• [EXERCISE]:
Repeat the entire listing exactly as written.

======== AVAILABLE DATA ========

PR #3559, opened 2021-02-02
avoid metadata greedy behaviour when probing for external module metadata

victorusu:
This PR attempts to fix the greedy behaviour from the metadata handler.
The greedy behaviour causes this type of issues (https://github.com/eth-cscs/production/pull/2106).

Currently, the metadata file parser populates the `PACKAGE_PREFIX` and `PACKAGE_VERSION` variables at the moment it reads the file. This might be ok for non Cray systems, due to the fact that the modules are may still be present and have the same values. For Cray systems, the value of the fields change with the change in the programming environment. In this case, one needs to let EB populate the values at the very end.


boegel:
@victorusu Can you look into the failing test?

boegel (approved):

========

• [ANSWER TO THE PROBLEM]:
PR #3559, opened 2021-02-02
avoid metadata greedy behaviour when probing for external module metadata

victorusu:
This PR attempts to fix the greedy behaviour from the metadata handler.
The greedy behaviour causes this type of issues (https://github.com/eth-cscs/production/pull/2106).

Currently, the metadata file parser populates the `PACKAGE_PREFIX` and `PACKAGE_VERSION` variables at the moment it reads the file. This might be ok for non Cray systems, due to the fact that the modules are may still be present and have the same values. For Cray systems, the value of the fields change with the change in the programming environment. In this case, one needs to let EB populate the values at the very end.


boegel:
@victorusu Can you look into the failing test?

boegel (approved):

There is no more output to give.